Epic Flight Academy
Details
Description
Epic Flight Academy in New Smyrna Beach, Florida offers an FAA Part 147-approved Aircraft Mechanic (A&P) program designed for students who want a direct, career-focused path into aviation maintenance. The program is built around the same core outcome every Part 147 school targets: eligibility to test for the FAA Mechanic Certificate with Airframe and Powerplant ratings. That means you’re working through the required “General,” “Airframe,” and “Powerplant” subject areas with a heavy emphasis on hands-on lab time, tool use, procedures, and maintenance documentation-skills you will use daily on the hangar floor. Epic positions the program as a practical pathway for people who want to enter the workforce as mechanics and technicians in general aviation, corporate aviation, repair stations, and (with experience) the airline and major MRO environment. citeturn0search0
A standout feature is Epic’s focus on structured, full-time training. Their published day schedule is geared toward students who want a consistent routine and faster completion, and the overall timeline is framed as roughly 15 months for the full A&P path. That duration matters because it helps you plan for housing, work commitments, and the cost of living while you train. Epic’s location in New Smyrna Beach also places the program in a region with year-round flying weather and an active aviation community-useful for networking, finding mentors, and seeing a wide range of aircraft types and maintenance scenarios. citeturn0search0
In terms of what you’ll actually do in training, an A&P curriculum typically blends classroom theory (regulations, physics, electrical fundamentals, inspection standards, and maintenance publications) with lab work that builds “muscle memory” for safe, repeatable maintenance tasks. Students can expect to spend meaningful time learning and practicing corrosion control, hardware and safetying methods, sheet metal and structures, rigging concepts, hydraulic and pneumatic systems, and powerplant topics like reciprocating and turbine engine fundamentals, troubleshooting, and inspection. The end goal is not just passing tests-it’s becoming a mechanic who can think through a squawk, follow approved data, and complete work with the documentation discipline that aviation requires.
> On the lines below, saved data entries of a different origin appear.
Issue #3900, opened 2023-08-21
[Feature Request]: Reveal original title when using DeArrow


redactedscribe:
### Guidelines

- [X] I have searched the issue tracker for [open](https://github.com/FreeTubeApp/FreeTube/issues?q=is%3Aopen+is%3Aissue) and [closed](https://github.com/FreeTubeApp/FreeTube/issues?q=is%3Aissue+is%3Aclosed) issues that are similar to the feature request I want to file, without success.
- [X] I have searched the [documentation](https://docs.freetubeapp.io/) for information that matches the description of the feature request I want to file, without success.
- [X] This issue contains only one feature request.

### Problem Description

The new feature to use DeArrow for more accurate video titles is great, but it would be nice to have a way to see whether the title is the original or not.

### Proposed Solution

For example, when a video has had its title changed, display a small icon, or style the title text differently in some way. Then by hovering over the title or perhaps clicking some icon prepended to the title, be able to see what the original title is. The goal would be to be able to easily recognise an unoriginal (DeArrowed) title just by looking at it.

### Alternatives Considered

We can just click a video to see its original title, but there is no way to know the title in the feed is original or not. Secondly, one has to remove the video from the watch history if you were simply curious about the original title (and not watching the video).

### Issue Labels

display more information to user, improvement to existing feature

### Additional Information

Currently, the DeArrow title is only shown in the feeds, not on the actual video page itself, which I find to be a bit confusing: You click one thing and a "different" video shows up. From my perspective, it'd be better if the same title was displayed everywhere, but instead indicate that when titles have been DeArrowed. The original title would still be used under-the-hood (if it gets used for anything, I don't know).

Thanks!

kommunarr:
I'd be interested to see if there's another app that integrates with DeArrow and has a similar feature. I can see the appeal, but many of the possible implementations of this could be a downgrade to the user experience if not done right.

efb4f5ff-1298-471a-8973-3d47447115dc:
This is how DeArrow does it in the browser. We could do the same to match the UX.


https://github.com/FreeTubeApp/FreeTube/assets/73130443/c11611c9-a240-45d9-84d7-fa56febd8e4e

PR #6164, opened 2024-11-14
Added Button to Show Original Title and Thumbnail for DeArrow

JL0000:
# Added Button to Show Original Title and Thumbnail for DeArrow

## Pull Request Type

- [ ] Bugfix
- [x] Feature Implementation
- [ ] Documentation
- [ ] Other

## Related issue

#3900

## Description

If DeArrow is enabled for title or/and thumbnail, when hovering over the video info area, a button is added next to the video title when the video is part of a list. This button switches the title or/and thumbnails back to its original version and vice versa.

I have reduced the padding for the ellipsis button as with both it and the new DeArrow button in the grid view, it takes away too much title space.

The smaller button suggests that the title content did not change (case insensitive).

The button cannot be pinned if DeArrow doesn't change anything.

## Video 

https://github.com/user-attachments/assets/61abcf2c-d1b3-42ae-b0be-fa1e667c2733

## Desktop

- **OS:** MacOS
- **OS Version:** 15.1


PikachuEXE:
Even though it feels kind of working for desktop
Reducing padding for buttons is bad for mobile users (touch screen users more precisely)
Functionality works but UI needs to be improved but I have no idea what would be good

absidue:
I agree with @PikachuEXE here, maybe it would be better suited inside the dropdown?

JL0000:
Didn't know it was available on mobile. What's the best way to test on mobile?

JL0000:
@absidue I think putting it in the dropdown menu would make it too cumbersome to use this feature.

absidue:
If you don't want to move it to the dropdown where the rest of the options are then you'll have to stick with your current solution but undo the change to shrink the buttons.

efb4f5ff-1298-471a-8973-3d47447115dc:
I think that we shouldn't put this in the dropdown and keep this as is.

Some differences im seeing compared to https://github.com/FreeTubeApp/FreeTube/issues/3900#issuecomment-2220157513

title moves around on hover

https://github.com/user-attachments/assets/682353a0-5f84-490f-8f85-68cd3dcbdb0e


button has different sizes 

https://github.com/user-attachments/assets/aa0f7f1e-01bd-4eab-8ca9-e3c1ca0ad02a

JL0000:
@efb4f5ff-1298-471a-8973-3d47447115dc both your concerns are actually present in the DeArrow extension but they're not shown in https://github.com/FreeTubeApp/FreeTube/issues/3900#issuecomment-2220157513

https://github.com/user-attachments/assets/f5e4dda9-e18d-40c4-96b4-36feb6f1ea28

JL0000:
I have changed back the button padding to its original size.

Thinking of adding a new setting in the DeArrow setting to enable this toggle to see original title/thumbnail.

Also I noticed a small issue at the moment:
- If the button cannot be fixed and you click it repeatedly very quickly, it can get fixed (working on this)

JL0000:
- The dot is now enabled if either the title or thumbnail has been modified. It will be in the primary colour.
- If not enabled, it is smaller and in black
- The title hovering has now been fixed.

https://github.com/user-attachments/assets/fbd97608-4769-476c-a39d-93c18a50eb06



- The toggle feature is in the settings. It is off by default.
Screenshot 2024-11-22 at 16 33 00

src/renderer/components/ft-list-video/ft-list-video.vue
```diff
@@ -206,6 +214,21 @@
           {{ $t('Search Listing.Label.Subtitles') }}
         </div>
       </div>
+
+      <ft-icon-button
+        v-if="(showDeArrowToggle && isHovered) || deArrowTogglePinned"
+        class="deArrowToggleButton"
+        :class="{alwaysVisible: deArrowTogglePinned}"
+        :icon="['fas', 'dot-circle']"
+        :color="deArrowChangedContent ? 'var(--primary-color)' : '#808080'"
```
absidue, line 223: Please use the existing theme variables, don't hardcode colours, as it has to be usable on all themes. Additionally the ft-icon-button component already has a `theme` for changing the colours of it, please use that instead of introducing another way to do the same thing.

src/renderer/components/sponsor-block-settings/sponsor-block-settings.js
```diff
@@ -46,6 +46,12 @@ export default defineComponent({
     useDeArrowThumbnails: function () {
       return this.$store.getters.getUseDeArrowThumbnails
     },
+    deArrowShowOriginal: function () {
+      return this.$store.getters.getDeArrowShowOriginal
+    },
+    deArrowShowOriginalAlwaysOn: function () {
+      return this.$store.getters.getDeArrowShowOriginalAlwaysOn
+    },
```
absidue, line 54: It looks like this value doesn't exists in the store and is also not used in the component. This is presumably a leftover from previous iterations of this pull request?

src/renderer/components/ft-list-video/ft-list-video.vue
JL0000: I tried using the primary theme in `ft-icon-button` but the colours are reversed. I don't think I should create a new theme or change the current one. Not sure how to proceed.

**ft-icon-button.scss**
```
&.primary {
    background-color: var(--primary-color);
    color: var(--text-with-main-color);
```
**Current**
image
**If I reverse `color` with `background-color`**
image

src/renderer/components/sponsor-block-settings/sponsor-block-settings.js
JL0000: Yeah that is leftover, my bad

efb4f5ff-1298-471a-8973-3d47447115dc:
- I would like the `Show "Show Original" Button` to be greyed out when the DeArrow toggles are disabled

- Doesnt change to grey for me

https://github.com/user-attachments/assets/b959c0d5-b0a9-4798-8164-c973fa7d9cd8

src/renderer/components/ft-list-video/ft-list-video.vue
kommunarr: One fix would be to use the `--favorite-icon-color` as the "enabled" mode color, as that's one we already have set as a universal "other" state. You could also do `filter: grayscale(1);` for the disabled state and the primary/secondary icon color for the enabled state, which would match better with the existing DeArrow web UI.

kommunarr:
**question:** Why is there a "Show Original" toggle that's disabled by default? Is this degree of optionality important?

kommunarr:
**issue (blocking):** it looks like the "not applicable" icon is smaller than the "enabled" one.

**suggestion:** I'd recommend not even showing a "not applicable" icon if the video does not have a DeArrow version. It doesn't seem to provide any utility and is a bit confusing.

kommunarr:
**suggestion:** I'd prefer if the icon did not displace the title and instead showed up quietly like the "Show options" button.

JL0000:
> **question:** Why is there a "Show Original" toggle that's disabled by default? Is this degree of optionality important?

I implemented this for two reasons:
1. Button takes space away from the title space. Some people may find this annoying for long titles
image

2. When the button is rendered, it may increase the hight of the video item box in grid mode. This will shift all the videos in the subsequent rows. Again people may not like this.

> [**suggestion:** I'd recommend not even showing a "not applicable" icon if the video does not have a DeArrow version. It doesn't seem to provide any utility and is a bit confusing.]

That sound like a good idea. I was following the DeArrow plugin implementation

> [**suggestion:** I'd prefer if the icon did not displace the title and instead showed up quietly like the "Show options" button.]

So render it but not show it? This will take away title space though.

kommunarr:
> So render it but not show it? This will take away title space though.

Not if you show it in a column with the "More Options" button right beneath it.

src/renderer/components/ft-list-video/ft-list-video.vue
JL0000: In the end I just ended up using `<font-awesome-icon>` and creating a custom css class for the button because the main and hover colours are different.

src/renderer/components/ft-list-video/ft-list-video.vue
```diff
@@ -206,17 +206,33 @@
...
+        <font-awesome-icon
+          v-if="showDeArrowToggle || deArrowTogglePinned"
+          :title="deArrowToggleTitle"
+          :icon="['far', 'dot-circle']"
+          class="optionsButton deArrowToggleButton"
+          :class="{ alwaysVisible: deArrowTogglePinned }"
+          :style="{
+            padding: 10 + 'px',
+            fontSize: 16 + 'px'
+          }"
```
absidue, line 219: As these values are static/don't change, please move them to the `deArrowToggleButton` class in the SCSS file.

JL0000:
Thank you for the feedback! After some rewriting I have done/fixed:
- Toggle has been changed to look more similar to the official DeArrow logo
- Toggle does not appear if neither title or thumbnail are changed
- Toggle changes to grey colour after being pinned/activated
- Toggle has been moved to sit above the "More Options" button so it does not displace the title
- The`Show "Show Original" Button` setting is disabled if all DeArrow toggles are disabled. Whether this setting should exist, I am not sure.

https://github.com/user-attachments/assets/7ff6f422-0e8b-492a-a010-b82cb7bf2854

kommunarr:
Thanks so much for your work on this!

My bad, I misspoke earlier - I'd prefer if it was below the More Options button, that way it's minimal difference of the placement of things on a video with the icon versus without it. Really sorry about that!

>The Show "Show Original" Button setting is disabled if all DeArrow toggles are disabled. Whether this setting should exist, I am not sure.

With the above in, there should now be very little difference to the user if the button is present or not on hover - in which case I recommend removing the option, to make the logic simpler and reduce # of settings.

Haven't looked at the code yet, but with the above two changes, I'm very happy with this PR's functionality

static/locales/en-US.yaml
```diff
@@ -830,6 +830,8 @@ Video:
   Streamed on: Streamed on
   Started streaming on: Started streaming on
   Sponsor Block category:
+    Show Original Details: Show Original Details
+    Show Modified Details: Show Modified Details
```
absidue, line 834: Could you maybe move these strings to `Video.DeArrow` or something like that instead, as they aren't SponsorBlock segment categories. Sorry that I didn't notice this earlier, as I could have suggested it with my other code suggestions and saved you time 🫣.

JL0000: No worries

src/renderer/components/ft-list-video/ft-list-video.vue
```diff
@@ -206,17 +206,29 @@
...
+        />
+        <font-awesome-icon
+          v-if="deArrowChangedContent || deArrowTogglePinned"
+          :title="deArrowToggleTitle"
+          :icon="['far', 'dot-circle']"
+          class="optionsButton deArrowToggleButton"
+          :class="{ alwaysVisible: deArrowTogglePinned }"
+          tabindex="0"
+          role="button"
+          @click="toggleDeArrow"
```
kommunarr, line 229:
```suggestion
          @click="toggleDeArrow"
          @keydown.enter.prevent="toggleDeArrow"
          @keydown.space.prevent="toggleDeArrow"
```

**suggestion (blocking):** Add space / Enter key handling to be accessible for users using keyboard navigation

src/renderer/components/ft-list-video/ft-list-video.js
```diff
@@ -408,7 +412,7 @@ export default defineComponent({
     },
 
     displayDuration: function () {
-      if (this.useDeArrowTitles && (this.duration === '' || this.duration === '0:00') && this.deArrowCache?.videoDuration) {
+      if (this.showDeArrowTitle && (this.duration === '' || this.duration === '0:00') && this.deArrowCache?.videoDuration) {
         return formatDurationAsTimestamp(this.deArrowCache.videoDuration)
       }
       return this.duration
```
absidue, line 418: With this change the duration would vanish when you click on the `Show Original Details` button, which is undesirable. This change should be reverted to use the DeArrow setting, as this code uses the video duration from the DeArrow API response if it is otherwise unknown (e.g. unwatched videos on the shorts tab on the subscriptions page).

src/renderer/components/ft-list-video/ft-list-video.js
```diff
@@ -559,14 +570,31 @@ export default defineComponent({
...
     },
+    toggleDeArrow() {
+      if (!this.deArrowChangedContent) {
+        return
+      }
+
+      this.deArrowTogglePinned = !this.deArrowTogglePinned
+      this.deArrowToggleTitle = this.deArrowTogglePinned
+        ? this.$t('Video.DeArrow.Show Modified Details')
+        : this.$t('Video.DeArrow.Show Original Details')
```
absidue, line 589: Please create a computed prop for this instead, that way when the user changes the language the text will update automatically, whereas at the moment you would have to manually click the button for it to switch to the correct language. The use of translations strings in FreeTube should be reactive wherever possible.

efb4f5ff-1298-471a-8973-3d47447115dc (approved):
LGTM! Really nicely put together I hope we will see more wonderful contributions from you :)

PikachuEXE (approved):

efb4f5ff-1298-471a-8973-3d47447115dc (changes requested):
Sorry for this :(

Noticed this one when spamming the DeArrow icon. Characters from the video next to it will highlight when spamming the icon.


https://github.com/user-attachments/assets/e9fec810-b7a5-4b9e-8bbf-7995b4b7584a

PikachuEXE:
That's just same behaviour on other text (and other non button places)
Unless it doesn't happen in dev

https://github.com/user-attachments/assets/a0ac1a98-4806-49ae-998a-bbb78bcf10be

efb4f5ff-1298-471a-8973-3d47447115dc:
Hmm im a bit confused as it doesnt happen here


https://github.com/user-attachments/assets/43446ee0-af67-4d1e-96a8-449b25084740

PikachuEXE:
I confirm mouse clicks would select nearby test for some reason in dev
Not this PR specific

JL0000:
I think this happens because of `v-if` and if you click on the button again too quickly, it clicks on the background which selects the text?

kommunarr (approved):
LGTM. Above issue appears to be pretty minor and can be addressed separately if there's no apparent clean fix at the moment.

efb4f5ff-1298-471a-8973-3d47447115dc (approved):
This minor issue isnt related to this PR so, LGTM!

Thank you for putting so much time and effort into this. I hope we will see more nice contributions from you :)

PR #6180, opened 2024-11-17
Better player error handling

### LINKED ISSUE #6028: [Bug]: Windows freeze when Tor service restarts
### Guidelines

### Describe the bug

1. Use Local API and Tor proxy
2. Restart Tor service while watching a video
3. Windows freeze and must be force-closed, can't open console or click anything

### Expected Behavior

Video should just stutter or rebuffer at most

### Issue Labels

causes crash

### FreeTube Version

0.22.0

### Operating System Version

Debian 12

### Installation Method

Flathub

### Primary API used

Local API

0.21.0

### Additional Information

_No response_

### Nightly Build

absidue:
# Better player error handling

## Pull Request Type

- [x] Bugfix

## Related issue

closes #6028

## Description
This pull request makes various changes to the player error handling.

1. When an error happens that we consider to be critical enough to trigger a format fallback, we now ignore any other errors that occur because of the previous format, as the legacy formats can throw multiple errors in a row, which ends up interrupting the fallback to the audio formats, which then throws an error because it got interrupted and we end up in an extremely quick loop piling up thousands of errors in just a few seconds as it attempts to fallback and keeps interrupting itself. This results in it being impossible to do anything with the window as it is stuck in that endless loop.
2. We now fully unload the previous format during a format switch before loading the next one, this helps with number 1 as we can separate which errors happened when and helps slow down the fallbacks and errors, giving the user more time to leave the page if they do end up in an error loop
3. We now ignore errors when destroying the player, while I haven't found any direct problems caused by that, it's just a precaution to hopefully allow the user to always leave the watch page.
4. When an error happens in the response filter, shaka-player throws a RESPONSE_FILTER_ERROR which is a wrapper around the original error, previously we weren't unwrapping the nested errors so we didn't actually log or look at the original error.
  This can happen if the user is using a blocked IP and uses an Invidious instance far away from them without having `Proxy Videos Through Invidious` enabled. In that scenario YouTube will redirect you multiple times to give you a googlevideo server that is closer to your IP address and the last redirect will get a 403 from YouTube because of your blocked IP, this then results in RESPONSE_FILTER_ERROR  -> RESPONSE_FILTER_ERROR -> RESPONSE_FILTER_ERROR  -> BAD_HTTP_STATUS error chain. We have handling for BAD_HTTP_STATUS errors but we weren't getting to that before because we weren't looking at the original error.

## Testing

1. Check that changing formats still works
2. If you have access to a blocked IP address: Use the Invidious API with Proxy Videos Through Invidious enabled and check that the 403 IP block message shows up

## Desktop

- **OS:** Windows
- **OS Version:** 10
- **FreeTube version:** f9736fb11af9a1015803d5e1bb3505d45510ca22

### DIFF
--- a/src/renderer/components/ft-shaka-video-player/ft-shaka-video-player.js
+++ b/src/renderer/components/ft-shaka-video-player/ft-shaka-video-player.js
@@ -2147,17 +2147,28 @@ export default defineComponent({
 
     // #endregion keyboard shortcuts
 
+    let ignoreErrors = false
+
     /**
      * @param {shaka.util.Error} error
      * @param {string} context
      * @param {object?} details
      */
     function handleError(error, context, details) {
+      // These two errors are just wrappers around another error, so use the original error instead
+      // As they can be nested (e.g. multiple googlevideo redirects because the Invidious server was far away from the user) we should pick the inner most one
+      while (error.code === shaka.util.Error.Code.REQUEST_FILTER_ERROR || error.code === shaka.util.Error.Code.RESPONSE_FILTER_ERROR) {
+        error = error.data[0]
+      }
+
       logShakaError(error, context, props.videoId, details)
 
       // text related errors aren't serious (captions and seek bar thumbnails), so we should just log them
       // TODO: consider only emitting when the severity is crititcal?
-      if (error.category !== shaka.util.Error.Category.TEXT) {
+      if (!ignoreErrors && error.category !== shaka.util.Error.Category.TEXT) {
+        // don't react to multiple consecutive errors, otherwise we don't give the format fallback from the previous error a chance to work
+        ignoreErrors = true
+
         emit('error', error)
 
         stopPowerSaveBlocker()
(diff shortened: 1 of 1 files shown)


efb4f5ff-1298-471a-8973-3d47447115dc:
> 1. Check that changing formats still works

Error :( 
 
https://github.com/user-attachments/assets/f8be7911-fada-44cc-a547-00fea7910648


> 2. If you have access to a blocked IP address: Use the Invidious API with Proxy Videos Through Invidious disabled and check that the 403 IP block message shows up, instead of it switching formats.

Looks to be working correctly 

https://github.com/user-attachments/assets/e86577b6-16a2-4132-85c7-3c4bb8cd4487

absidue:
Should be fixed now.

efb4f5ff-1298-471a-8973-3d47447115dc:
still doesnt work :(

https://github.com/user-attachments/assets/ea5710ec-250a-4049-99ed-1f848202f305

efb4f5ff-1298-471a-8973-3d47447115dc (approved):

PikachuEXE (approved):

ChunkyProgrammer (approved):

If you’re comparing schools, Epic is a strong fit for students who want a defined timeline, a full-time pace, and a program that’s explicitly aligned with FAA testing eligibility. The best next step is to review Epic’s program page and admissions resources, confirm start dates and required tools, and ask how they support students with FAA written/oral/practical preparation and job placement guidance after graduation.